* _What the task requires_: Each record below needs to be written out exactly as it appears.

(Data entries)
Content starts

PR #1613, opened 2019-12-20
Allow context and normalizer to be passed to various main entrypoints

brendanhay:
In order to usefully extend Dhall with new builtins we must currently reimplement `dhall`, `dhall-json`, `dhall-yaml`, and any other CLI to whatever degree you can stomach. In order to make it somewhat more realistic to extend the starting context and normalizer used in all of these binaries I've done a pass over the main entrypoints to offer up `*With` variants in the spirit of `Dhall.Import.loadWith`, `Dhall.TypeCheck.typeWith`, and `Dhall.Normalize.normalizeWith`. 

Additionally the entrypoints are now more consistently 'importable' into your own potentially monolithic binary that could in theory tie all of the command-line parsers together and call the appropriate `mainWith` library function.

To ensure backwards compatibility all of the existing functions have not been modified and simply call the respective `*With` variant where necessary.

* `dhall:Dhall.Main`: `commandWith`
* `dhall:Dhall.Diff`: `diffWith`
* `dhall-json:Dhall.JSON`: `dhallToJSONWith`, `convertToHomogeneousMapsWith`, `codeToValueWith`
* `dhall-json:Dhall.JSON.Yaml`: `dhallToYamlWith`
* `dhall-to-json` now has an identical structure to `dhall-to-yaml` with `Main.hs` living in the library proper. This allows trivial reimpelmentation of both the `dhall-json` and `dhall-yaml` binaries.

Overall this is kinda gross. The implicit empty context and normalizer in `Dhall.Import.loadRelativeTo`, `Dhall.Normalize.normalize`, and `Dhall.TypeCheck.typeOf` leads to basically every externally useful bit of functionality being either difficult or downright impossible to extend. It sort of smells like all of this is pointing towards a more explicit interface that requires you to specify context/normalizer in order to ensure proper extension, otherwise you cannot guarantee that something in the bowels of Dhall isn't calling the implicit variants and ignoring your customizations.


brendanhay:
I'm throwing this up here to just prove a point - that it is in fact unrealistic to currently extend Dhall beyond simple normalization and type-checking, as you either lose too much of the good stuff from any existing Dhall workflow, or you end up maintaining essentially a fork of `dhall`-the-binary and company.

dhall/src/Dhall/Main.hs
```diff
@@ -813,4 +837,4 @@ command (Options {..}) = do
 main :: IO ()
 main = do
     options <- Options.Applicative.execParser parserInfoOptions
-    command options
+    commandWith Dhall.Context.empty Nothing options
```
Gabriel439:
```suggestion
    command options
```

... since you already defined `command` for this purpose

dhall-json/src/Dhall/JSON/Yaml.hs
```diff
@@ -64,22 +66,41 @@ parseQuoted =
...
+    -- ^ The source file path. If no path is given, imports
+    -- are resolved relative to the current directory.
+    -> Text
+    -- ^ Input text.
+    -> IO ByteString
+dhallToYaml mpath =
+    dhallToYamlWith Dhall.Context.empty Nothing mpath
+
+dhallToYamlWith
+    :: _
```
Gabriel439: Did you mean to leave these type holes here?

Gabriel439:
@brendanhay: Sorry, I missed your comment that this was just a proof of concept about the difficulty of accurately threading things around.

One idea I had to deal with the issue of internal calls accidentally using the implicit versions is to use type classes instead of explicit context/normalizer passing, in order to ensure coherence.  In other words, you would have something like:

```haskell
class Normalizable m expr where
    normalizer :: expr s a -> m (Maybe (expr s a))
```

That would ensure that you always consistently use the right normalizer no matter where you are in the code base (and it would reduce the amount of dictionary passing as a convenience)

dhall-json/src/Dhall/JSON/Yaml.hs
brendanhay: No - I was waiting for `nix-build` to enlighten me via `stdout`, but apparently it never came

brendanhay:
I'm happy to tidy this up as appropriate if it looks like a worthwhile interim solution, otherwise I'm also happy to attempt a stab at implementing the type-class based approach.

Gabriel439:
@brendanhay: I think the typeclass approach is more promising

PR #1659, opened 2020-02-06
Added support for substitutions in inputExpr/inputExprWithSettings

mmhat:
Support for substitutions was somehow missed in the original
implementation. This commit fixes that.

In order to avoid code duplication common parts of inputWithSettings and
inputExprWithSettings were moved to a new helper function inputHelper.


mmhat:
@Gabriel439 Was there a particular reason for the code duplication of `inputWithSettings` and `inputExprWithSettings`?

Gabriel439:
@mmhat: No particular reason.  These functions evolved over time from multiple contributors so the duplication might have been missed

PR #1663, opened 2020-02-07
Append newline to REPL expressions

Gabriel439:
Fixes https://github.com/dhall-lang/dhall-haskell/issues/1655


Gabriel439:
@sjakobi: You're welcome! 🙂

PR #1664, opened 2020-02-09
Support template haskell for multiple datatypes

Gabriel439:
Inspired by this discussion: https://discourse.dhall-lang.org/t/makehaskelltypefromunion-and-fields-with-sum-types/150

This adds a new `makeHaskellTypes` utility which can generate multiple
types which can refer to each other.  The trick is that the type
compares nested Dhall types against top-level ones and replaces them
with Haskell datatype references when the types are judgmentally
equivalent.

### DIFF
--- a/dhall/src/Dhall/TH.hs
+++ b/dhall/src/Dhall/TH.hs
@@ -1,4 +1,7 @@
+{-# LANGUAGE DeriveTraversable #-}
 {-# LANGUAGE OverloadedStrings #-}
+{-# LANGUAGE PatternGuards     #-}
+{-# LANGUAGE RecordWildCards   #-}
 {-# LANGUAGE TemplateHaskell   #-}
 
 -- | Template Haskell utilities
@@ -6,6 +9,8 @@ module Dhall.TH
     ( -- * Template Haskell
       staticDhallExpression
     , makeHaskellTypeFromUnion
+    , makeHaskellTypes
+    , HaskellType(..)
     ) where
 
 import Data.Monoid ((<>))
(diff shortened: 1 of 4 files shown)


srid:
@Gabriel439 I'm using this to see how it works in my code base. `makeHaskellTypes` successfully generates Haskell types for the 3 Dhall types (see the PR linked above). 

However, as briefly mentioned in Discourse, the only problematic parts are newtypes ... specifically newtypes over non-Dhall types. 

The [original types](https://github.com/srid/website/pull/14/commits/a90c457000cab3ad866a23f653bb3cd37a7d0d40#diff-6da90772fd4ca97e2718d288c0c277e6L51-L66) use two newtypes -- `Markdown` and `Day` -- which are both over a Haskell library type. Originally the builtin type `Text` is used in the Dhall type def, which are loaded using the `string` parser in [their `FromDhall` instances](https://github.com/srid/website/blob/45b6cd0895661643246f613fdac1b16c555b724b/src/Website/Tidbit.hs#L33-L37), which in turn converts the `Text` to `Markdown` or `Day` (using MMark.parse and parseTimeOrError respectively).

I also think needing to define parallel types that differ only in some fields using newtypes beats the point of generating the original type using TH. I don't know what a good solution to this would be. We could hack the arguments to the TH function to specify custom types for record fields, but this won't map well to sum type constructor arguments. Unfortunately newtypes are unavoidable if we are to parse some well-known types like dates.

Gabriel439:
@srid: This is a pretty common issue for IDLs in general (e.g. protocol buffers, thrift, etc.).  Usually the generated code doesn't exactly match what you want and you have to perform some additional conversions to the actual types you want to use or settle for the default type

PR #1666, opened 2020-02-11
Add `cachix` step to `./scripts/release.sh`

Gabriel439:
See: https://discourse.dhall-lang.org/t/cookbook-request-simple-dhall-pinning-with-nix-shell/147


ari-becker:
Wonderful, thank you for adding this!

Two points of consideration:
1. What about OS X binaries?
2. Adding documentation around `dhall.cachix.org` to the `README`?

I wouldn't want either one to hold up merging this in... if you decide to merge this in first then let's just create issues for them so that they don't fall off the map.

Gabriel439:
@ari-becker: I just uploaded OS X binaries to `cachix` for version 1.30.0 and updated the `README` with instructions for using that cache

Content ends

* _Output for this exercise_:
PR #1613, opened 2019-12-20
Allow context and normalizer to be passed to various main entrypoints

brendanhay:
In order to usefully extend Dhall with new builtins we must currently reimplement `dhall`, `dhall-json`, `dhall-yaml`, and any other CLI to whatever degree you can stomach. In order to make it somewhat more realistic to extend the starting context and normalizer used in all of these binaries I've done a pass over the main entrypoints to offer up `*With` variants in the spirit of `Dhall.Import.loadWith`, `Dhall.TypeCheck.typeWith`, and `Dhall.Normalize.normalizeWith`. 

Additionally the entrypoints are now more consistently 'importable' into your own potentially monolithic binary that could in theory tie all of the command-line parsers together and call the appropriate `mainWith` library function.

To ensure backwards compatibility all of the existing functions have not been modified and simply call the respective `*With` variant where necessary.

* `dhall:Dhall.Main`: `commandWith`
* `dhall:Dhall.Diff`: `diffWith`
* `dhall-json:Dhall.JSON`: `dhallToJSONWith`, `convertToHomogeneousMapsWith`, `codeToValueWith`
* `dhall-json:Dhall.JSON.Yaml`: `dhallToYamlWith`
* `dhall-to-json` now has an identical structure to `dhall-to-yaml` with `Main.hs` living in the library proper. This allows trivial reimpelmentation of both the `dhall-json` and `dhall-yaml` binaries.

Overall this is kinda gross. The implicit empty context and normalizer in `Dhall.Import.loadRelativeTo`, `Dhall.Normalize.normalize`, and `Dhall.TypeCheck.typeOf` leads to basically every externally useful bit of functionality being either difficult or downright impossible to extend. It sort of smells like all of this is pointing towards a more explicit interface that requires you to specify context/normalizer in order to ensure proper extension, otherwise you cannot guarantee that something in the bowels of Dhall isn't calling the implicit variants and ignoring your customizations.


brendanhay:
I'm throwing this up here to just prove a point - that it is in fact unrealistic to currently extend Dhall beyond simple normalization and type-checking, as you either lose too much of the good stuff from any existing Dhall workflow, or you end up maintaining essentially a fork of `dhall`-the-binary and company.

dhall/src/Dhall/Main.hs
```diff
@@ -813,4 +837,4 @@ command (Options {..}) = do
 main :: IO ()
 main = do
     options <- Options.Applicative.execParser parserInfoOptions
-    command options
+    commandWith Dhall.Context.empty Nothing options
```
Gabriel439:
```suggestion
    command options
```

... since you already defined `command` for this purpose

dhall-json/src/Dhall/JSON/Yaml.hs
```diff
@@ -64,22 +66,41 @@ parseQuoted =
...
+    -- ^ The source file path. If no path is given, imports
+    -- are resolved relative to the current directory.
+    -> Text
+    -- ^ Input text.
+    -> IO ByteString
+dhallToYaml mpath =
+    dhallToYamlWith Dhall.Context.empty Nothing mpath
+
+dhallToYamlWith
+    :: _
```
Gabriel439: Did you mean to leave these type holes here?

Gabriel439:
@brendanhay: Sorry, I missed your comment that this was just a proof of concept about the difficulty of accurately threading things around.

One idea I had to deal with the issue of internal calls accidentally using the implicit versions is to use type classes instead of explicit context/normalizer passing, in order to ensure coherence.  In other words, you would have something like:

```haskell
class Normalizable m expr where
    normalizer :: expr s a -> m (Maybe (expr s a))
```

That would ensure that you always consistently use the right normalizer no matter where you are in the code base (and it would reduce the amount of dictionary passing as a convenience)

dhall-json/src/Dhall/JSON/Yaml.hs
brendanhay: No - I was waiting for `nix-build` to enlighten me via `stdout`, but apparently it never came

brendanhay:
I'm happy to tidy this up as appropriate if it looks like a worthwhile interim solution, otherwise I'm also happy to attempt a stab at implementing the type-class based approach.

Gabriel439:
@brendanhay: I think the typeclass approach is more promising

PR #1659, opened 2020-02-06
Added support for substitutions in inputExpr/inputExprWithSettings

mmhat:
Support for substitutions was somehow missed in the original
implementation. This commit fixes that.

In order to avoid code duplication common parts of inputWithSettings and
inputExprWithSettings were moved to a new helper function inputHelper.


mmhat:
@Gabriel439 Was there a particular reason for the code duplication of `inputWithSettings` and `inputExprWithSettings`?

Gabriel439:
@mmhat: No particular reason.  These functions evolved over time from multiple contributors so the duplication might have been missed

PR #1663, opened 2020-02-07
Append newline to REPL expressions

Gabriel439:
Fixes https://github.com/dhall-lang/dhall-haskell/issues/1655


Gabriel439:
@sjakobi: You're welcome! 🙂

PR #1664, opened 2020-02-09
Support template haskell for multiple datatypes

Gabriel439:
Inspired by this discussion: https://discourse.dhall-lang.org/t/makehaskelltypefromunion-and-fields-with-sum-types/150

This adds a new `makeHaskellTypes` utility which can generate multiple
types which can refer to each other.  The trick is that the type
compares nested Dhall types against top-level ones and replaces them
with Haskell datatype references when the types are judgmentally
equivalent.

### DIFF
--- a/dhall/src/Dhall/TH.hs
+++ b/dhall/src/Dhall/TH.hs
@@ -1,4 +1,7 @@
+{-# LANGUAGE DeriveTraversable #-}
 {-# LANGUAGE OverloadedStrings #-}
+{-# LANGUAGE PatternGuards     #-}
+{-# LANGUAGE RecordWildCards   #-}
 {-# LANGUAGE TemplateHaskell   #-}
 
 -- | Template Haskell utilities
@@ -6,6 +9,8 @@ module Dhall.TH
     ( -- * Template Haskell
       staticDhallExpression
     , makeHaskellTypeFromUnion
+    , makeHaskellTypes
+    , HaskellType(..)
     ) where
 
 import Data.Monoid ((<>))
(diff shortened: 1 of 4 files shown)


srid:
@Gabriel439 I'm using this to see how it works in my code base. `makeHaskellTypes` successfully generates Haskell types for the 3 Dhall types (see the PR linked above). 

However, as briefly mentioned in Discourse, the only problematic parts are newtypes ... specifically newtypes over non-Dhall types. 

The [original types](https://github.com/srid/website/pull/14/commits/a90c457000cab3ad866a23f653bb3cd37a7d0d40#diff-6da90772fd4ca97e2718d288c0c277e6L51-L66) use two newtypes -- `Markdown` and `Day` -- which are both over a Haskell library type. Originally the builtin type `Text` is used in the Dhall type def, which are loaded using the `string` parser in [their `FromDhall` instances](https://github.com/srid/website/blob/45b6cd0895661643246f613fdac1b16c555b724b/src/Website/Tidbit.hs#L33-L37), which in turn converts the `Text` to `Markdown` or `Day` (using MMark.parse and parseTimeOrError respectively).

I also think needing to define parallel types that differ only in some fields using newtypes beats the point of generating the original type using TH. I don't know what a good solution to this would be. We could hack the arguments to the TH function to specify custom types for record fields, but this won't map well to sum type constructor arguments. Unfortunately newtypes are unavoidable if we are to parse some well-known types like dates.

Gabriel439:
@srid: This is a pretty common issue for IDLs in general (e.g. protocol buffers, thrift, etc.).  Usually the generated code doesn't exactly match what you want and you have to perform some additional conversions to the actual types you want to use or settle for the default type

PR #1666, opened 2020-02-11
Add `cachix` step to `./scripts/release.sh`

Gabriel439:
See: https://discourse.dhall-lang.org/t/cookbook-request-simple-dhall-pinning-with-nix-shell/147


ari-becker:
Wonderful, thank you for adding this!

Two points of consideration:
1. What about OS X binaries?
2. Adding documentation around `dhall.cachix.org` to the `README`?

I wouldn't want either one to hold up merging this in... if you decide to merge this in first then let's just create issues for them so that they don't fall off the map.

Gabriel439:
@ari-becker: I just uploaded OS X binaries to `cachix` for version 1.30.0 and updated the `README` with instructions for using that cache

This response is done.